Description Joel Becker 2010-05-01 02:32:22 UTC
Description of problem:

While playing around with the RHEL6 beta and Fedora 11, we ran into a problem with one of our packages.  Our package currently builds multiple versions of the same software in one %build section, like so (pseudocode):

    for config in $CONFIG; do
        configure --config=$CONFIG
        make install DESTDIR=$RPM_BULID_ROOT/usr/lib/ourpackage/$CONFIG
        make clean

Our %install section does some final housekeeping, and our %files contains /usr/lib/ourpackage.

This worked great on previous versions of RHEL and Fedora (I filed against Fedora because I think this should be fixed ASAP).  It broke against RHEL6 and Fedora 11, because of the following snippet in /usr/lib/rpm/redhat/macros:

 81 %__spec_install_pre %{___build_pre}\
 82     [ "$RPM_BUILD_ROOT" != "/" ] && rm -rf "${RPM_BUILD_ROOT}"\
 83     mkdir -p `dirname "$RPM_BUILD_ROOT"`\
 84     mkdir "$RPM_BUILD_ROOT"\
 85 %{nil}

Note the second line.  It's obvious why our spec file breaks - we've installed files in RPM_BUILD_ROOT during %build, and they are erased at the start of %install.  We can certainly work around that, but that's not the point.


Any specfile that defines a BuildRoot other than '/' will remove that directory, permissions willing.  People who do "rpmbuild -ta malicious.tar.gz" can have their home directory wiped.  Some people naively do RPM builds as root, using /usr/src/redhat.  This gives the attacker a way to remove /usr or /etc.

Comment 1 Tomas Hoger 2010-05-03 07:00:52 UTC
(In reply to comment #0)


If you are tricked into rebuilding a malicious specfile, you have bigger problems than accidental removal of some directory (think of various spec-file-author chosen commands that are run in various build steps).  I fail to see the security implications here.

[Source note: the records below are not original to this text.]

PR #1292, opened 2025-10-09
feat!: Unitarity annotations for functions

hkengo-qtnm:
This PR introduces optional `unitary, dagger, control, power` keyword arguments to Guppy decorators that can be used to annotate a function that tells which modifiers are applicable to it.

Note that this PR is only breaking for `guppylang_internals`, not `guppylang` itself.

BREAKING CHANGE: `modifier_checker.check_modified_block_signature` now requires the `ModifiedBlock` as first argument

## Major chage
- Defined `guppylang_internals.tys.ty.UnitaryFlags`
- Implemented [unitary_checker.py](https://github.com/CQCL/guppylang/compare/feat/modifier-compiler...feat/modifier-unitarity_checker#diff-556fa94f8eaa5854d7859b46069010e23cbb4f1b17c4fd82f48fe7e49dd5cb94) which mainly checks that a function called in a modified context satisfies the unitarity constraint.
- `guppylang_internals.tys.ty.FunctionType` now contains UnitaryFlags
- Added flags to quantum gates defined in `std.quantum`
- Metadata of flags to the generated Hugr function.

## FIXME
- I think UnitaryFlags are not propagated to child CFGs properly (see [here](https://github.com/CQCL/guppylang/blob/26e00e2a33dabe70aacc6348111b4b18f5de3fe2/guppylang-internals/src/guppylang_internals/cfg/builder.py#L311-L316)).
  - This is not affecting type checking (see [this test](https://github.com/CQCL/guppylang/blob/26e00e2a33dabe70aacc6348111b4b18f5de3fe2/tests/error/modifier_errors/flags_nested.py)), but can cause an issue later in tket.

### DIFF
--- a/tests/error/modifier_errors/captured_var_inout_own.py
+++ b/tests/error/modifier_errors/captured_var_inout_own.py
@@ -1,5 +1,5 @@
 from guppylang.decorator import guppy
-from guppylang.std.quantum import qubit, owned, UnitaryFlags
+from guppylang.std.quantum import qubit, owned
 
 
 @guppy.declare(dagger=True)
--- a/tests/error/modifier_errors/captured_var_inout_reassign.py
+++ b/tests/error/modifier_errors/captured_var_inout_reassign.py
@@ -1,5 +1,5 @@
 from guppylang.decorator import guppy
-from guppylang.std.quantum import qubit, UnitaryFlags
+from guppylang.std.quantum import qubit
 
 
 @guppy.declare(dagger=True)
--- a/tests/error/modifier_errors/ctrl_arg_copy.py
+++ b/tests/error/modifier_errors/ctrl_arg_copy.py
@@ -1,5 +1,5 @@
 from guppylang.decorator import guppy
-from guppylang.std.quantum import qubit, owned, UnitaryFlags
+from guppylang.std.quantum import qubit, owned
 
 
 @guppy.declare
--- a/tests/error/modifier_errors/flag_call.py
+++ b/tests/error/modifier_errors/flag_call.py
@@ -1,5 +1,5 @@
 from guppylang.decorator import guppy
-from guppylang.std.quantum import qubit, UnitaryFlags
+from guppylang.std.quantum import qubit
 
 
 @guppy.declare
--- a/tests/error/modifier_errors/flag_dagger_assign.err
+++ b/tests/error/modifier_errors/flag_dagger_assign.err
@@ -1,8 +1,8 @@
-Error: Invalid expression in dagger (at $FILE:7:4)
+Error: Invalid expression in dagger (at $FILE:6:4)
   | 
-5 | @guppy(dagger=True)
-6 | def test() -> None:
-7 |     x = 3
+4 | @guppy(dagger=True)
+5 | def test() -> None:
+6 |     x = 3
   |     ^^^^^ Assignment found in a dagger context
 
 Guppy compilation failed due to 1 previous error
--- a/tests/error/modifier_errors/flag_dagger_assign.py
+++ b/tests/error/modifier_errors/flag_dagger_assign.py
@@ -1,5 +1,4 @@
 from guppylang.decorator import guppy
-from guppylang.std.quantum import UnitaryFlags
 
 
 @guppy(dagger=True)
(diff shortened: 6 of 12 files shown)


guppylang-internals/src/guppylang_internals/checker/unitary_checker.py
```diff
@@ -0,0 +1,138 @@
...
+    def visit_ResultExpr(self, node: ResultExpr) -> None:
+        # Result is always allowed
+        pass
+
+    def visit_StateResultExpr(self, node: StateResultExpr) -> None:
+        # StateResult is always allowed
+        pass
+
+    def _check_assign(self, node: Any) -> None:
+        assert isinstance(node, ast.Assign | ast.AnnAssign | ast.AugAssign)
```
mark-koch:
```suggestion
    def _check_assign(self, node: ast.Assign | ast.AnnAssign | ast.AugAssign) -> None:
```

guppylang-internals/src/guppylang_internals/definition/custom.py
```diff
@@ -134,6 +137,7 @@ def parse(self, globals: "Globals", sources: SourceMap) -> "CustomFunctionDef":
             raise GuppyError(BodyNotEmptyError(func_ast.body[0], self.name))
         sig = self.signature or self._get_signature(func_ast, globals)
         ty = sig or FunctionType([], NoneType())
+        object.__setattr__(ty, "unitary_flags", self.unitary_flags)
```
mark-koch: We shouldn't use this

guppylang/src/guppylang/decorator.py
```diff
@@ -168,7 +170,7 @@ def type_var(
         .. code-block:: python
             from guppylang import guppy
 
-            T = guppy.type_var("T")
+            T = guppy.ty
```
mark-koch: Bad change

guppylang/src/guppylang/decorator.py
```diff
@@ -447,6 +449,47 @@ def foo(default_reg: array[qubit, 2],
...
+    ) -> Callable[[GuppyFunctionDefinition[P, T]], GuppyFunctionDefinition[P, T]]:
+        """Wrap a Guppy function with specific unitarity annotations.
+
+        .. code-block:: python
+
+            from guppylang import guppy
+            from guppylang.std.quantum import qubit, h, UnitaryFlags
+
+            @guppy.with_unitary_flags(UnitaryFlags.Unitary)
+            @guppy
```
mark-koch: I think passing the flags to `@guppy` directly would be better. Also, imo we shouldn't expose the internal `UnitaryFlags` type here. I'd prefer individual `unitary=True`, or more fine grained `controllable=True` args

tests/error/modifier_errors/captured_var_inout_own.err
mark-koch, line 1: Why are the line numbers changing??

tests/integration/test_modifier.py
```diff
@@ -101,6 +101,7 @@ def bar(q: qubit) -> None:
 def test_free_linear_variable_in_modifier(validate):
     T = guppy.type_var("T", copyable=False, droppable=False)
 
+    @guppy.with_unitary_flags(UnitaryFlags.Control)
     @guppy.declare
```
mark-koch: Do we want to allow unitary modifiers on function declarations?

guppylang-internals/src/guppylang_internals/cfg/builder.py
```diff
@@ -300,6 +308,14 @@ def visit_With(self, node: ast.With, bb: BB, jumps: Jumps) -> BB | None:
             modifier = self._handle_withitem(item)
             new_node.push_modifier(modifier)
 
+        # FIXME: Currently, the unitary flags is not set correctly if there are nested
+        # `with` blocks. This is because the outer block's unitary flags are not
+        # propagated to the outer block. The following line should calculate the sum
+        # of the unitary flags of the outer block and modifiers applied in this
+        # `with` block.
+        unitary_flags = new_node.flags()
+        object.__setattr__(cfg, "unitary_flags", unitary_flags)
```
mark-koch: We shouldn't use `__setattr__`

Part of the packaging guidelines related to this:

Which says:
  "Fedora (as of F-10) does not require the presence of the BuildRoot tag in
  the spec and if one is defined it will be ignored."

Some related discussion on the packaging list:

Comment 2 Tomas Hoger 2010-05-03 07:05:26 UTC
(In reply to comment #0)

> Note the second line.  It's obvious why our spec file breaks - we've installed
> files in RPM_BUILD_ROOT during %build, and they are erased at the start of
> %install.

Maybe your example in comment #0 is not a good example of what your spec file really does, as it shows all work being done in %install and hence should not be broken by pre-%install build root removal.

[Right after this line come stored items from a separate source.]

PR #1303, opened 2025-10-16
refactor: Split ArrayBorrowCompiler off from ArrayGetitemCompiler

acl-cqc:
The goal here is to (a) make it clearer what's going on, (b) give a bit more protection, via asserts, against changes elsewhere in the compiler accidentally generating bad code.

ArrayGetitemCompiler compiles classical and linear variants separately; and has two uses: for `fn __getitem__` of `class array` and for `fn _array_unsafe_getitem` (used only in `ArrayIter`).

First thought was that these can now be separate: ArrayIter ends in `discard_all_borrowed`, so just a borrow would suffice even in the classical case. In fact it turns out that the ArrayIter code only ever uses the linear case, because it's output as polymorphic in Hugr; so outputting `get` for the classical case would be just as efficient - it never happens. But that would be quite misleading, I argue this refactor makes it clearer what's going on.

Comment 3 Joel Becker 2010-05-03 18:37:43 UTC
In reverse order:

Argh!  Yes, I meant %build in my example.  You probably figured that out.  Of course it is affected by the pre-%install rm.  As I stated, we can work around this, and isn't a reason for a bug report on its own.  We'll either store our objects somewhere in the build tree or we'll do "mv $RPM_BUILD_ROOT $RPM_BUILD_ROOT.tmp" and then move it back in %install.

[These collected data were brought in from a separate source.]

PR #1308, opened 2025-10-21
fix: compilation of affine-bounded type variables

### LINKED ISSUE #1306: Functions polymorphic over `[T:Drop]` compile wrongly
Specifically, they compile to polymorphic-in-Hugr functions polymorphic over `Copyable` and without any `Drop` operations.

This bug is exposed by #1166, which puts in some hacky workarounds to preserve compilation/execution on existing test cases. However, the following (an extension of the same-named test in `test_poly_py312.py`) fails:
```
def test_drop_bound(validate):
    @guppy
    def helper[T: Drop](s: T @ owned) -> None:
        pass
    @guppy
    def main(s: array[int, 5] @ owned) -> None:
        helper(s)

```
because the generated Hugr tries to instantiate `helper` (polymorphic over `Copyable`) with `value_array` (linear).
 
Prior to #1166, this example worked, because the `value_array` class is Copyable; later value_array would be lowered to array (linear) with linearization applied (inserting drops even where they were not present in the Hugr).

acl-cqc:
fixes #1306

The first part of the fix is to make affine-bounded type parameters (declared `[T : Drop]`) compile to Hugr TypeParams bounded by linear rather than Copyable; this fixes the error in the issue (invalid instantiation of Copyable-bounded function with type-arg `borrow_array<....>`), but raises a different problem: guppy does not insert the necessary `drop` operations, thus leading to `UnconnectedPort` validation errors (as the ports are now linear).

This was because the `requires_drop` function used when inserting drops (#1090) inspects the `hugr_bound` property of type variables which also needs updating that affine-in-guppy things should become linear-in-Hugr. In this area, update some docs (RIP equatable), refactor using `super()`, and standardize use of `ht` for `hugr.tys`.

Note that (contrary to python-semver-checks) this is not breaking: the APIs removed (optional extra parameter to TypeParam, and settable TypeParam::is_affine field) were only added in #1166, which has not yet been released.

### DIFF
--- a/guppylang-internals/src/guppylang_internals/tys/param.py
+++ b/guppylang-internals/src/guppylang_internals/tys/param.py
@@ -87,11 +87,6 @@ class TypeParam(ParameterBase):
     must_be_droppable: bool
 
     @property
-    def is_affine(self) -> bool:
-        """True if the type may not be copied, but can definitely be dropped."""
-        return not self.must_be_copyable and self.must_be_droppable
-
-    @property
     def can_be_linear(self) -> bool:
         """Whether this type should be treated linearly."""
         return not self.must_be_copyable and not self.must_be_droppable
@@ -159,9 +154,9 @@ class TypeParam(ParameterBase):
     def to_hugr(self, ctx: ToHugrContext) -> ht.TypeParam:
         """Computes the Hugr representation of the parameter."""
         return ht.TypeTypeParam(
-            bound=ht.TypeBound.Linear
-            if self.can_be_linear or self.is_affine
-            else ht.TypeBound.Copyable
+            bound=ht.TypeBound.Copyable
+            if self.must_be_copyable
+            else ht.TypeBound.Linear
         )
 
     def __str__(self) -> str:


guppylang-internals/src/guppylang_internals/tys/ty.py
```diff
@@ -57,14 +57,11 @@ def affine(self) -> bool:
...
-        """The Hugr bound of this type, i.e. `Any`, `Copyable`, or `Equatable`.
-
-        This needs to be specified explicitly, since opaque nonlinear types in a Hugr
-        extension could be either declared as copyable or equatable. If we don't get the
-        bound exactly right during serialisation, the Hugr validator will complain.
-        """
+        """The Hugr bound of this type, i.e. `Any` or `Copyable`."""
+        if self.linear or self.affine:
+            return ht.TypeBound.Linear
+        return ht.TypeBound.Copyable
```
mark-koch, line 64: What about

```suggestion
    return ht.Typebound.Copyable if self.copyable else ht.TypeBound.Linear
```

guppylang-internals/src/guppylang_internals/tys/param.py
```diff
@@ -83,11 +83,13 @@ def instantiate_bounds(self, inst: "PartialInst") -> Self:
...
-    # TODO: `is_affine` here is not right, but suffices to hide
-    # https://github.com/CQCL/guppylang/issues/1306 in the current testsuite.
     must_be_copyable: bool
     must_be_droppable: bool
-    is_affine: bool | None = None
+
+    @property
+    def is_affine(self) -> bool:
+        """True if the type may not be copied, but can definitely be dropped."""
+        return not self.must_be_copyable and self.must_be_droppable
```
mark-koch: The naming here is a bit inconsistent with `can_be_linear` below. As far as I can see, this is only used in the `to_hugr` method below? Would prefer to just replace the

```python
if self.can_be_linear or self.is_affine
```

in `to_hugr` with

```python
if not self.must_be_copyable
```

I didn't know that BuildRoot was now ignored.  I usually specify one for predictability and control, but my shell snippets always use $RPM_BUILD_ROOT and wouldn't notice if you had changed that behavior ;-)  Clearly, if BuildRoot is ignored then the pre-%install rm cannot be tricked by it.  So that concern is addressed.

That said, I would guess that less than one out of every 10,000 people downloading an SRPM reads the specfile before rebuilding the sucker.  Especially if they found it via rpmfind or the like.  It think it is fair to consider this reality.  What made me extra concerned was that this hidden rm would have surprised even people that actually did look at the specfile and verified no malicious commands existed in the shell snippets.  Thankfully, the BuildRoot deprecation seems to make it safe.

Comment 4 Bug Zapper 2010-06-28 15:44:04 UTC
Fedora 11 changed to end-of-life (EOL) status on 2010-06-25. Fedora 11 is 
no longer maintained, which means that it will not receive any further 
security or bug fix updates. As a result we are closing this bug.

If you can reproduce this bug against a currently maintained version of 
Fedora please feel free to reopen this bug against that version.

Thank you for reporting this bug and we are sorry it could not be fixed.